Friday, January 9, 2009

It all hinges on "probably"

I have been watching with interest the fundraising campaign of comedy writer Ariane Sherine, scientist/ atheist Richard Dawkins and their friends in the UK to buy advertising space on the side of the "bendy busses" of London. According to Riazat Butt, in the Guardian:

The principal slogan – "There's probably no God. Now stop worrying and enjoy your life" – can already be seen on four London bus routes, and now 200 bendy buses in London and 600 across the country are to carry the advert after a fundraising drive raised more than £140,000.
The money will also pay for 1,000 advertisements on London Underground from next Monday and on a pair of giant LCD screens opposite Bond Street tube station, in Oxford Street. Organisers unveiled a set of quotes from public figures – including Albert Einstein, Douglas Adams and Katharine Hepburn – who have endorsed atheism, or at least expressed scepticism about a Creator.

I've commented on ultra-fundamentalist Richard Dawkins before (go HERE). He's contributed £5,000 of his own money to this advertising on the busses. So, why did the British Humanist Association settle for "probably"? It might be a clever way of getting around the Advertising Standards Committee; it might be a way of not seeming to be as closed minded as other fundamentalists (although that's never worried Dawkins before). It is said that Dawkins himself preferred the phrase "almost certainly", but agreed to "probably" because "science can produce no certainties, only statistical probabilities."

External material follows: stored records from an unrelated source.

PR #586, opened 2026-06-26
drop empty maps in comparison

stillalearner:
Dropping empty maps for comparison of golden manifests. 

It causes issue while comparing the outputs on minikube vs ocp

### DIFF
--- a/e2e-tests/utils/utils.go
+++ b/e2e-tests/utils/utils.go
@@ -814,7 +814,13 @@ func normalizeWithPath(value any, path []string) any {
 				continue
 			}
 			nextPath := append(append([]string{}, path...), k)
-			out[k] = normalizeWithPath(child, nextPath)
+			normalized := normalizeWithPath(child, nextPath)
+			// Drop empty maps — an empty map {} is semantically identical to
+			// the field not existing and should not cause comparison failures.
+			if m, ok := normalized.(map[string]any); ok && len(m) == 0 {
+				continue
+			}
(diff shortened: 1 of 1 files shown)


e2e-tests/utils/utils.go
```diff
@@ -814,7 +821,13 @@ func normalizeWithPath(value any, path []string) any {
...
 			}
 			nextPath := append(append([]string{}, path...), k)
-			out[k] = normalizeWithPath(child, nextPath)
+			normalized := normalizeWithPath(child, nextPath)
+			// Drop empty maps — an empty map {} is semantically identical to
+			// the field not existing and should not cause comparison failures.
+			if m, ok := normalized.(map[string]any); ok && len(m) == 0 {
+				continue
+			}
+			out[k] = normalized
```
msajidmansoori12, line 832: @stillalearner We already use targeted normalization in this file (shouldDropField / normalizeUnstableFields), so can we follow the same pattern and only treat empty securityContext as optional at the known paths (pod spec / pod template spec) , as from what I understand for the time being that was what is causing the test to fail ? 

A global drop can probably hide real differences in other fields and make tests pass when they shouldn’t.

msajidmansoori12 (changes requested):

msajidmansoori12 (approved):

e2e-tests/utils/utils.go
stillalearner: ack

PR #329, opened 2016-10-04
handle space in cli path

danielnorberg:
Verified that this works on windows with paths containing a space.


danielnorberg:
@frsyuki PTAL

frsyuki:
👍

PR #330, opened 2016-10-04
cli: windows: fix selfupdate

danielnorberg:
On windows the file suffix must be `.bat`. Mac OS X and Linux do not care.


danielnorberg:
@frsyuki PTAL

frsyuki:
👍

PR #333, opened 2016-10-04
[WIP] Collection-returning REST API wrap list in an object

frsyuki:
See #323 for discussion.
This assumes #323.

### DIFF
--- a/digdag-cli/src/main/java/io/digdag/cli/client/Backfill.java
+++ b/digdag-cli/src/main/java/io/digdag/cli/client/Backfill.java
@@ -92,7 +92,8 @@ public class Backfill
                 truncatedTime.getSessionTime().toInstant(),
                 retryAttemptName,
                 Optional.fromNullable(count),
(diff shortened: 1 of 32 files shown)


danielnorberg:
Nice but this will break the UI. How about adding api v2?

I.e.: 

1. Add `/api/v2/...` endpoints returning these wrapped collections.
2. Keep v1 endpoints while migrating the console.
3. Remove v1 endpoints.

frsyuki:
That is good idea but I'm also afraid of having too many duplicated code. Let me try...
I think this collection change is ok because legacy v1 API can be a wrapper of v2. But ID change could be difficult because it needs to duplicate all rest model classes.

danielnorberg:
Yeah, I wouldn't want to have this code duplicated either. I'd remove v1 as as soon as possible after migrating the console.

And yes, all the rest model classes would also need to be duplicated.

frsyuki:
See #407.

PR #336, opened 2016-10-06
Add API for operators to reset variables before merging

frsyuki:
This solves following unexpected behavior:

* Task +run1 stores td.last_results = `{a: "A1", b: "B"}`
* Task +run2 stores td.last_results = `{a: "A2", d: "D"}`
* Following tasks see td.last_results = `{a: "A2", b: "B", d: "D"}`
* But expected result is td.last_results = `{a: "A2", d: "D"}`

My first idea was to let operators declare list of output parameters (like `return asList("td.last_results")`) so that digdag core (OperatorManager) takes care of resetting parameters. However, this PR forces operators to use `taskResultBuilder.resetStoreParameters(asList(ConfigKey.of("td.last_results")))`. This is because I couldn't find good API design that is tolerant of future extensions...

ConfigKey uses dot-separated format to represent nested keys. I also considered JSONPath, ObjectPath, and RFC 6901 / JSR 374 JSON Pointer. I think dot-separated format is the best because users are already familiar with it because of secret access format and JavaScript's field access syntax.


frsyuki:
@danielnorberg Can I ask you to review this?

danielnorberg:
nice 👍

PR #340, opened 2016-10-06
Add access to secrets to scripting operators

frsyuki:
Users can grant access to secret parameters to scripting operators (sh>, py>, rb>) by explicitly using new `_env` directive. Secrets are set as environment variables.

Operators access to the variables through `PrivilegedVariables` interface. Operators don't need to declare access to the secrets in `Operator.secretSelectors()` method because PrivilegedVariables are supposed to be privileged that are granted by the config explicitly as like `_secrets` directive. This also means that operators can access to secrets only when the operator statically declare them in advance (*), or workflow config explicitly allows them dynamically.

(\* to achieve this, another pull-request is necessary that moves Operator.secretSelectors method to OperatorFactory: #344).

`_env` must be local config at this moment. Setting `_env` in `_export` or store params don't take effect. This is because I'm expecting update of security model of `_env` in the future and it shouldn't break working workflow definitions. The update is about this security concern: 

```
+my_task:
  untrusted_3rd_party_plugin>: do something
```

When this `untrusted_3rd_party_plugin` runs, it can generate following tasks without any permission from users:

```
+my_task^sub+generated_by_untrusted_plugin_get:
  _env:
    IT: {secret: my.secure.data}
  sh>: echo "$IT" > tmp.txt

# same thing happens with previous _secret + _env model
+my_task^sub+generated_by_untrusted_plugin_get:
  _secret:
    my.secure.data: true
  _env:
    IT: {secret: my.secure.data}
  sh>: echo "$IT" > tmp.txt

+my_task^sub+generated_by_untrusted_plugin_use:
  untrusted_3rd_party_plugin>: use tmp.txt
```

This issue happens when `sh>` operator is trusted (trusted by secret access policy) even if `untrusted_3rd_party_plugin` has no permission to access secrets. Currently, this concern is out of this PR's focus excepting that `_env` must be in local config to be prepared for future changes. Future changes may be something that restricts access to secrets from generated subtasks by the permissions of the generating task. This idea may also need some changes to the plugin system so that users (not system administrators) can grant access to secrets per operator in a workflow.

### DIFF
--- a/digdag-core/src/main/java/io/digdag/core/agent/OperatorManager.java
+++ b/digdag-core/src/main/java/io/digdag/core/agent/OperatorManager.java
@@ -291,12 +291,6 @@ public class OperatorManager
 
         SecretStore secretStore = secretStoreManager.getSecretStore(mergedRequest.getSiteId());
 
-        PrivilegedVariables privilegedVariables = GrantedPrivilegedVariables.build(
-                // _env must be local config
-                mergedRequest.getLocalConfig().getNestedOrGetEmpty("_env"),
-                mergedRequest.getConfig(),
-                GrantedPrivilegedVariables.privilegedSecretProvider(secretStore, mergedRequest.getProjectId()));
-
         Config grants = mergedRequest.getConfig().getNestedOrGetEmpty("_secrets");
 
         SecretFilter operatorSecretFilter = SecretFilter.of(
@@ -313,6 +307,11 @@ public class OperatorManager
 
         DefaultSecretProvider secretProvider = new DefaultSecretProvider(
                 secretContext, secretAccessPolicy, grants, operatorSecretFilter, secretStore);
+
+        PrivilegedVariables privilegedVariables = GrantedPrivilegedVariables.build(
+                mergedRequest.getConfig().getNestedOrGetEmpty("_env"),
+                mergedRequest.getConfig(),
+                GrantedPrivilegedVariables.privilegedSecretProvider(secretContext, secretAccessPolicy, secretStore));
 
         TaskExecutionContext taskExecutionContext = new DefaultTaskExecutionContext(
                 privilegedVariables, secretProvider);
--- a/digdag-core/src/main/java/io/digdag/core/agent/OperatorManager.java
+++ b/digdag-core/src/main/java/io/digdag/core/agent/OperatorManager.java
@@ -309,7 +309,7 @@ public class OperatorManager
                 secretContext, secretAccessPolicy, grants, operatorSecretFilter, secretStore);
 
         PrivilegedVariables privilegedVariables = GrantedPrivilegedVariables.build(
-                mergedRequest.getConfig().getNestedOrGetEmpty("_env"),
+                mergedRequest.getLocalConfig().getNestedOrGetEmpty("_env"),
                 mergedRequest.getConfig(),
                 GrantedPrivilegedVariables.privilegedSecretProvider(secretContext, secretAccessPolicy, secretStore));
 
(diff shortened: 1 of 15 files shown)


frsyuki:
@danielnorberg could you take a look?
I used `_env` because I can't imagine use cases of PrivilegedVariables other than setting environment variables. If there're some, other names such as `_var` might be better.

digdag-core/src/main/java/io/digdag/core/agent/CheckedConfig.java
```diff
@@ -9,50 +9,33 @@
 import com.fasterxml.jackson.databind.node.ObjectNode;
 import io.digdag.client.config.Config;
 
-public class CheckedConfig
```
danielnorberg: These changes are a revert of the previous commit which was also a revert..?

digdag-core/src/main/java/io/digdag/core/agent/OperatorManager.java
```diff
@@ -295,7 +308,13 @@ protected TaskResult callExecutor(Path projectPath, String type, TaskRequest mer
         DefaultSecretProvider secretProvider = new DefaultSecretProvider(
                 secretContext, secretAccessPolicy, grants, operatorSecretFilter, secretStore);
 
-        TaskExecutionContext taskExecutionContext = new DefaultTaskExecutionContext(secretProvider);
+        PrivilegedVariables privilegedVariables = GrantedPrivilegedVariables.build(
+                mergedRequest.getLocalConfig().getNestedOrGetEmpty("_env"),
```
danielnorberg: If "_env" is only used for environment variables for e.g. the `sh` operator, then it should only be in the code path of those operators?

digdag-core/src/main/java/io/digdag/core/agent/CheckedConfig.java
frsyuki: previous revert commit was separating this PR from #343 but later I found that this PR actually depends on #343.

digdag-core/src/main/java/io/digdag/core/agent/OperatorManager.java
frsyuki: Maybe, yes. But in current implementation, Operator has total control of starting a new process. To set "_env" to a new process, "_env" needs to go through Operator. And because OperatorManager doesn't know whether the Operator starts a new process or not, OperatorManager needs to pass "_env" to Operator every time. Because of this implementation limitation, _env is passed to Operator every time. Do you think we should change this? Then, an idea is to add `@com.google.common.annotations.Beta` annotation to `OperatorContext.getPrivilegedVariables()`.

danielnorberg: I assumed the purpose `_env` is for setting environment variables of the process spawned by `sh>` I.e. when the user intends to spawn a process. I.e., it only has meaning in the context of `sh>`.

Do you mean that `_env` would be used to control environment variables for e.g. processes spawned to execute a sandboxed non-sh operator? I.e. even when the user intent is not specifically to spawn a process?

frsyuki: I mean that `_env` would be used to provide a way to access secrets for any scripting operators. `py>` and `rb>` operators use scripts written by users. They need "something" to use secrets. And the "something" I found is `_env`.

frsyuki: I assumed that all script processors can use environment variables. This might be wrong but as many systems do (Travis CI, Circle CI, Heroku, Docker, psql command...), using environment variable is a common way to pass credentials to a runtime. I think it is a reasonable assumption.

frsyuki: How important is it restrict scope of this code path only to `sh>` operator? Why not `py>` and `rb>` scripts have chance to use secrets?

frsyuki:
rebased

frsyuki:
@danielnorberg do you have any chance to say LGTM here?

danielnorberg:
👍

frsyuki:
Thank you for your review!

PR #342, opened 2016-10-07
UI: Refactor webpack config

dzannotti:
This refactors entirely the build scripts for UI. The result for end users is backwards compatible.


danielnorberg:
👍  but please have someone who knows web look at it if necessary =)

PR #343, opened 2016-10-07
TaskRequest.getLocalConfig should include evaluated config

frsyuki:
`${...}` was not evaluated before.

### DIFF
--- a/digdag-core/src/main/java/io/digdag/core/agent/CheckedConfig.java
+++ b/digdag-core/src/main/java/io/digdag/core/agent/CheckedConfig.java
@@ -9,48 +9,31 @@ import com.fasterxml.jackson.databind.JsonNode;
 import com.fasterxml.jackson.databind.node.ObjectNode;
 import io.digdag.client.config.Config;
 
-public class CheckedConfig
+class CheckedConfig
     extends Config
 {
-    private static class HashSetWithAllFlag<T>
-            extends HashSet<T>
+    static class UsedKeysSet
+            extends HashSet<String>
     {
         private boolean all = false;
 
-        public void setAll(boolean v)
+        public void setAllUsed(boolean v)
         {
             this.all = v;
         }
 
-        public boolean isAll()
+        public boolean isAllUsed()
         {
             return all;
         }
     }
 
-    private final HashSetWithAllFlag<String> usedKeys;
+    private final UsedKeysSet usedKeys;
 
-    public CheckedConfig(Config config)
-    {
-        this(config, new HashSetWithAllFlag<>());
-    }
-
-    private CheckedConfig(Config config, HashSetWithAllFlag<String> usedKeys)
+    CheckedConfig(Config config, UsedKeysSet usedKeys)
     {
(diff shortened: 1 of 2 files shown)


frsyuki:
@komamitsu I think that your #339 needs this.

digdag-core/src/main/java/io/digdag/core/agent/CheckedConfig.java
```diff
@@ -9,50 +9,33 @@
...
 {
-    private static class HashSetWithAllFlag<T>
-            extends HashSet<T>
+    static class UsedKeysSet
+            extends HashSet<String>
     {
         private boolean all = false;
 
-        public void setAll(boolean v)
+        public void setAllUsed(boolean v)
```
komamitsu: `public` can be removed

digdag-core/src/main/java/io/digdag/core/agent/OperatorManager.java
```diff
@@ -234,17 +236,27 @@ private void runWithWorkspace(Path projectPath, TaskRequest request)
...
         }
 
-        CheckedConfig checkedConfig = new CheckedConfig(config);
+        // Now config is evaluated using JavaScript. Copy values from it
+        // to create evaluated localConfig (original localConfig is not
+        // evaluated).
+
+        Config localConfig = config.getFactory().create();
+        for (String localKey : request.getLocalConfig().getKeys()) {
+            localConfig.set(localKey, config.get(localKey, JsonNode.class).deepCopy());
```
komamitsu: What if `localConfig` has `schema: myschema` and `config` has `schema: {"foo": "bar"}`? If I understand correctly, it seems an unexpected value in `config` can be copied to `localConfig`.

How about evaluating `localConfig` using `evalEngine`?

komamitsu:
@frsyuki Sorry for my late reply and thanks! This would be what I really wanted. I left some comments. Could you check them?

digdag-core/src/main/java/io/digdag/core/agent/CheckedConfig.java
frsyuki: 👍

digdag-core/src/main/java/io/digdag/core/agent/CheckedConfig.java
```diff
@@ -62,7 +45,7 @@ public Config deepCopy()
     @Override
     public ObjectNode getInternalObjectNode()
     {
-        this.usedKeys.setAll(true);
+        this.usedKeys.setAllUsed(true);
```
frsyuki: The purpose of `CheckedConfig` class is showing `Did you mean ...?` message when some local config keys are not used. CheckedConfig tracks that which keys are accessed by the operator and which keys are not.
CheckedConfig assumes that all keys are accessed when `getInternalObject` method is called.

frsyuki:
@komamitsu thank you. I replied.

komamitsu:
LGTM! 👍

PR #345, opened 2016-10-10
UI: Add workflows page

dzannotti:
This adds a new homepage for the UI (workflows) as per discussion

screen shot 2016-10-10 at 17 21 20


danielnorberg:
Nice!

Might it be useful to also have a `project` column in the `Workflows` table?

PR #346, opened 2016-10-10
Releasing artifacts to bintray

### LINKED ISSUE #156: Release jar artifacts to bintray for plugin development
Plugins need to depend on io.digdag:digdag-spi package. But now jars are released to a maven repository built on a private S3 bucket. It's not publicly accessible.
Idea here is to move the repository to bintray. Actions:

* [x] Create new organization on bintray
  * https://bintray.com/digdag
* [x] Invite core developers to the organization
* [ ] Update digdag download proxy server (dl.digdag.io) to support bintray. See embulk dl proxy: https://github.com/embulk/plugin-crawler
* [x] Optional: Move all old releases to bintray
* [ ] Update build.gradle to release files to bintray.

frsyuki:
Fixes #156.

### DIFF
--- a/build.gradle
+++ b/build.gradle
@@ -8,31 +8,19 @@ apply plugin: 'com.github.johnrengelman.shadow'
 apply plugin: 'idea'
 apply plugin: 'maven'
 
-def getGitHash = { ->
-    try {
-        def stdout = new ByteArrayOutputStream()
-        exec {
-            commandLine 'git log -n 1 --pretty=format:%ad-%H --date format-local:%Y%m%dT%H%M%S'.split(' ')
-            environment 'TZ', 'UTC'
-            standardOutput = stdout
-        }
-        return stdout.toString().trim()
-    }
-    catch (Exception ex) {
-        return "${new Date().format("yyyyMMdd'T'HHmmss", TimeZone.getTimeZone("UTC"))}-unknown"
-    }
-}
-def gitHash = getGitHash()
-
 allprojects {
     group = 'io.digdag'
     version = '0.8.18-SNAPSHOT'
 
     ext {
         isSnapshotRelease = version.endsWith('-SNAPSHOT')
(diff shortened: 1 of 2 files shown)


build.gradle
```diff
@@ -185,24 +258,24 @@ subprojects {
                     version project.version
                 }
             }
-        }.withXml {
-            project.configurations[JavaPlugin.RUNTIME_CONFIGURATION_NAME].allDependencies.findAll {
```
danielnorberg: Original purpose of this task was to generate a pom for local development use. 

Is the purpose of the change to this task to generate a pom for publishing?

frsyuki: Task of `pom` is still for local development (and validation in `ci/validate.sh`). `pom` directive in `publishing` is for publishing. They share the same code (`pomXmlModifier`) to generate the same `<dependencies>` section.

frsyuki: I added another commit so that all projects use the same version.

danielnorberg:
Given how magic maven `-SNAPSHOT` is, I'm worried that using non-`-SNAPSHOT` versioned poms with intellij when developing might cause intellij etc to use cached artifacts and/or download artifacts instead of rebuilding. For local development purposes I think I'd prefer that the generated poms to use `-SNAPSHOT` when the build.gradle version is `-SNAPSHOT`.

frsyuki:
I updated releasing mechanism of -SNAPSHOT as following:

* If `-PsnapshotVersion=...` is set, uses the given version instead of -SNAPSHOT. Otherwise, keeps using -SNAPSHOT.
* New task `snapshotRelease` runs `./gradlew -PsnapshotVersion=<git> release`.

danielnorberg:
On both travis and circle:

```
fatal: unknown date format format-local:%Y%m%dT%H%M%S
```

I guess the version of git provided is too old.

danielnorberg:
👍

PR #1209, opened 2023-08-16
add feature flags for remote inference

Zhangxunmt:
### Description
Add Remote Inference feature flag. It adds a check up for the feature flag setting before invoking "Create Connector", "Register Model", "Deploy Model" and "Predict Model" APIs. 
 
Tested this PR using a local cluster.

### Issues Resolved
 
### Check List
  - [ ] All tests pass

### DIFF
--- a/plugin/src/main/java/org/opensearch/ml/plugin/MachineLearningPlugin.java
+++ b/plugin/src/main/java/org/opensearch/ml/plugin/MachineLearningPlugin.java
@@ -152,6 +152,7 @@ import org.opensearch.ml.rest.RestMLUndeployModelAction;
 import org.opensearch.ml.rest.RestMLUpdateModelGroupAction;
 import org.opensearch.ml.rest.RestMLUploadModelChunkAction;
 import org.opensearch.ml.settings.MLCommonsSettings;
+import org.opensearch.ml.settings.MLFeatureEnabledSetting;
 import org.opensearch.ml.stats.MLClusterLevelStat;
 import org.opensearch.ml.stats.MLNodeLevelStat;
 import org.opensearch.ml.stats.MLStat;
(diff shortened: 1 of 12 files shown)


plugin/src/main/java/org/opensearch/ml/plugin/MachineLearningPlugin.java
```diff
@@ -470,7 +476,11 @@ public List<RestHandler> getRestHandlers(
...
         RestMLSearchTaskAction restMLSearchTaskAction = new RestMLSearchTaskAction();
         RestMLProfileAction restMLProfileAction = new RestMLProfileAction(clusterService);
-        RestMLRegisterModelAction restMLRegisterModelAction = new RestMLRegisterModelAction(clusterService, settings);
+        RestMLRegisterModelAction restMLRegisterModelAction = new RestMLRegisterModelAction(
+            clusterService,
+            settings,
+            mlFeatureEnabledSetting
+        );
         RestMLDeployModelAction restMLDeployModelAction = new RestMLDeployModelAction();
         RestMLUndeployModelAction restMLUndeployModelAction = new RestMLUndeployModelAction(clusterService, settings);
```
dhrubo-os, line 485: Just realized, don't we need to check mlFeatureEnabledSetting in undeploy action also?

dhrubo-os (approved):

plugin/src/main/java/org/opensearch/ml/plugin/MachineLearningPlugin.java
ylwu-amzn: I think undeploy should be safe. If we disable remote inference feature, and user still have some remote model running, we should still allow them to undeploy.

ylwu-amzn (approved):

PR #1215, opened 2023-08-18
updating request field for the connectors

dhrubo-os:
### Description
[updating request field for the connectors]
 
### Issues Resolved
 
### Check List
  - [ ] All tests pass

### DIFF
--- a/plugin/src/main/java/org/opensearch/ml/action/deploy/TransportDeployModelOnNodeAction.java
+++ b/plugin/src/main/java/org/opensearch/ml/action/deploy/TransportDeployModelOnNodeAction.java
@@ -24,6 +24,7 @@ import org.opensearch.cluster.node.DiscoveryNodes;
 import org.opensearch.cluster.service.ClusterService;
 import org.opensearch.common.inject.Inject;
 import org.opensearch.common.io.stream.StreamInput;
+import org.opensearch.common.util.concurrent.ThreadContext;
 import org.opensearch.core.xcontent.NamedXContentRegistry;
 import org.opensearch.ml.breaker.MLCircuitBreakerService;
 import org.opensearch.ml.common.FunctionName;
@@ -161,13 +162,15 @@ public class TransportDeployModelOnNodeAction extends
                     .build();
                 MLForwardRequest deployModelDoneMessage = new MLForwardRequest(mlForwardInput);
 
-                transportService
-                    .sendRequest(
-                        getNodeById(coordinatingNodeId),
-                        MLForwardAction.NAME,
-                        deployModelDoneMessage,
-                        new ActionListenerResponseHandler<>(taskDoneListener, MLForwardResponse::new)
-                    );
+                try (ThreadContext.StoredContext context = client.threadPool().getThreadContext().stashContext()) {
+                    transportService
+                        .sendRequest(
+                            getNodeById(coordinatingNodeId),
+                            MLForwardAction.NAME,
+                            deployModelDoneMessage,
+                            new ActionListenerResponseHandler<>(taskDoneListener, MLForwardResponse::new)
+                        );
+                }
             }, e -> {
                 MLForwardInput mlForwardInput = MLForwardInput
                     .builder()
@@ -179,13 +182,15 @@ public class TransportDeployModelOnNodeAction extends
                     .build();
                 MLForwardRequest deployModelDoneMessage = new MLForwardRequest(mlForwardInput);
 
-                transportService
-                    .sendRequest(
-                        getNodeById(coordinatingNodeId),
-                        MLForwardAction.NAME,
-                        deployModelDoneMessage,
-                        new ActionListenerResponseHandler<>(taskDoneListener, MLForwardResponse::new)
-                    );
+                try (ThreadContext.StoredContext context = client.threadPool().getThreadContext().stashContext()) {
+                    transportService
+                        .sendRequest(
+                            getNodeById(coordinatingNodeId),
+                            MLForwardAction.NAME,
+                            deployModelDoneMessage,
+                            new ActionListenerResponseHandler<>(taskDoneListener, MLForwardResponse::new)
+                        );
+                }
             })
         );
 


common/src/main/java/org/opensearch/ml/common/connector/HttpConnector.java
```diff
@@ -264,6 +265,64 @@ public  <T> T createPredictPayload(Map<String, String> parameters) {
...
+                result = result.replace("${parameters." + paramName + "}", modifiedValue);
+            }
+        }
+
+        result = StringEscapeUtils.unescapeJava(result); // Unescape Unicode escape sequences
+
+        return result;
+    }
+
+    protected boolean isNotPlainString(String value) {
```
ylwu-amzn, line 292: If user input `{"key1": "123"}`, we will detect `"123"` as not plain String?

ylwu-amzn: From line 282 
`isNotPlainString(paramValue) ? paramValue : "\"" + paramValue + "\"";`

It will return `123`  rather than `"123"` which not what user expected.

common/src/main/java/org/opensearch/ml/common/connector/HttpConnector.java
```diff
@@ -264,6 +265,64 @@ public  <T> T createPredictPayload(Map<String, String> parameters) {
         return (T) parameters.get("http_body");
     }
 
+    protected String applyCustomSubstitution(Map<String, String> parameters, String inputPayload) {
+
+        if (parameters == null) {
+            throw new IllegalArgumentException("Some parameter placeholder not filled in payload: input");
```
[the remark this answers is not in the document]
dhrubo-os: Yeah, that's a good point. We don't need to throw exception here. I was mostly trying to reflect this [test case](https://github.com/opensearch-project/ml-commons/blob/2.9/common/src/test/java/org/opensearch/ml/common/connector/HttpConnectorTest.java#L168-L173)

common/src/main/java/org/opensearch/ml/common/connector/HttpConnector.java
dhrubo-os: 1. So if user provides a number with `""` (`"123"`), although it's a number we still should send value as `"123"`?
2. if user provide a number without `""` (123), in that case I suppose we want to send the value as `123`?
3. What about boolean values? Same idea?

common/src/main/java/org/opensearch/ml/common/connector/HttpConnector.java
```diff
@@ -254,8 +256,7 @@ public  <T> T createPredictPayload(Map<String, String> parameters) {
         if (predictAction.isPresent() && predictAction.get().getRequestBody() != null) {
             String payload = predictAction.get().getRequestBody();
             payload = fillNullParameters(parameters, payload);
-            StringSubstitutor substitutor = new StringSubstitutor(parameters, "${parameters.", "}");
-            payload = substitutor.replace(payload);
+            payload = applyCustomSubstitution(parameters, payload);
             if (!isJson(payload)) {
```
austintlee, line 260: In my local testing, I found this can return false on "valid" json.  The issue was that parameter values needed to be escaped.  I can make a separate PR for that, but thought Id mention it here since there's related code in this PR for escaping parameter values.

common/src/main/java/org/opensearch/ml/common/connector/HttpConnector.java
```diff
@@ -264,6 +265,64 @@ public  <T> T createPredictPayload(Map<String, String> parameters) {
...
+        while (matcher.find()) {
+            String paramName = matcher.group(1);
+            String paramValue = parameters.get(paramName);
+            if (paramValue != null) {
+                String modifiedValue = isNotPlainString(paramValue) ? paramValue : "\"" + paramValue + "\"";
+                result = result.replace("${parameters." + paramName + "}", modifiedValue);
+            }
+        }
+
+        result = StringEscapeUtils.unescapeJava(result); // Unescape Unicode escape sequences
```
austintlee, line 287: Here, I am not sure if this is sufficient to avoid valid values causing `isJson()` to fail as I mentioned above.

common/src/main/java/org/opensearch/ml/common/connector/HttpConnector.java
```diff
@@ -264,6 +265,64 @@ public  <T> T createPredictPayload(Map<String, String> parameters) {
...
     }
 
+    protected String applyCustomSubstitution(Map<String, String> parameters, String inputPayload) {
+
+        if (parameters == null) {
+            throw new IllegalArgumentException("Some parameter placeholder not filled in payload: input");
+        }
+        String result = inputPayload;
+
+        Pattern pattern = Pattern.compile("\\$\\{parameters\\.(\\w+)\\}");
```
austintlee, line 275: Maybe pull this out as a class static?

common/src/main/java/org/opensearch/ml/common/connector/HttpConnector.java
dhrubo-os: In my testing I saw, at this point payload is supposed to replaced with the actual value:

like: `"{ \"texts\": ${parameters.texts}, \"truncate\": ${parameters.truncate} }"`  --> `"{ \"texts\": [\"hello world\"], \"truncate\": \"END\" }"` which is a valid JSON.

Could you please share your use case where you get false for a "valid" JSON?

common/src/main/java/org/opensearch/ml/common/connector/HttpConnector.java
dhrubo-os: Sure, I can do that.

common/src/main/java/org/opensearch/ml/common/connector/HttpConnector.java
dhrubo-os: Could you please explain this little bit more for me?

common/src/main/java/org/opensearch/ml/common/connector/HttpConnector.java
austintlee: I am basically taking a bunch of text from my OpenSearch cluster (as search results/hits) and passing it as part of the `messages` parameter to OpenAI (search hit -> message).  I don't know which character in my text caused the issue, but to get around it, I applied a patch locally to always do `escapeJson` on the messages and got around the issue.  So, what I am trying to say is that if the text is not properly escaped for Json, you can get IllegalArgumentException.  I guess this is not a comment specific to your PR.  I am not pointing out an issue with the custom substitution logic per se.  Let me know if you want me to open a new issue to track this.

ylwu-amzn: @austintlee I think you are using 2.x branch. We have some bug fix in 2.9 branch, we just backported them to 2.x branch. Please rebase your code and retest.

common/src/main/java/org/opensearch/ml/common/connector/HttpConnector.java
ylwu-amzn: For example "{ \"texts\": ${parameters.texts}, \"truncate\": ${parameters.truncate} }" , if user input "truncate": "123" in parameters when predict, will we pass \"truncate\": 123" to model with your PR?

common/src/main/java/org/opensearch/ml/common/connector/HttpConnector.java
austintlee: Yaliang answered my question above.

Many people have observed Australia to be a far more secular country than either Britain or the USA. So it came as a bit of a surprise to read in today's Sydney Morning Herald this article on the rejection by Australia's biggest outdoor advertising company, APN Outdoor, of The Atheist Foundation of Australia's proposal for a similar nationwide campaign featuring atheist slogans.

The Foundation's President, David Nichols, clearly had his nose put out of joint

"Australia is in desperate need of a human rights and equal opportunities act," Mr Nicholls said.

"It's clear that western Europe, the US and Britain have better laws than we do when it comes to ... respecting freedom of speech."

In fact, Christians welcome the debate about God's existence, even if we are a bit bemused by the "probably"! We owe Dawkins et al a great debt (quite literally!) because that "probably" is going to make so many people ask so many questions and explore the evidence and pilosophical arguments afresh. The SMH article continues:

Associate Professor Carole Cusack, of the Department of Studies in Religion at the University of Sydney, said most Australians were too apathetic about religion to be affected negatively by the campaign. "If religions can buy advertising space, then why not atheists?"

Friar Peter McGrath, of St Francis of Assisi Catholic parish in Paddington, agreed.

"The [atheists] should have a right to advertise. They should be able to say what they want."

I couldn't agree more. Bring the debate on!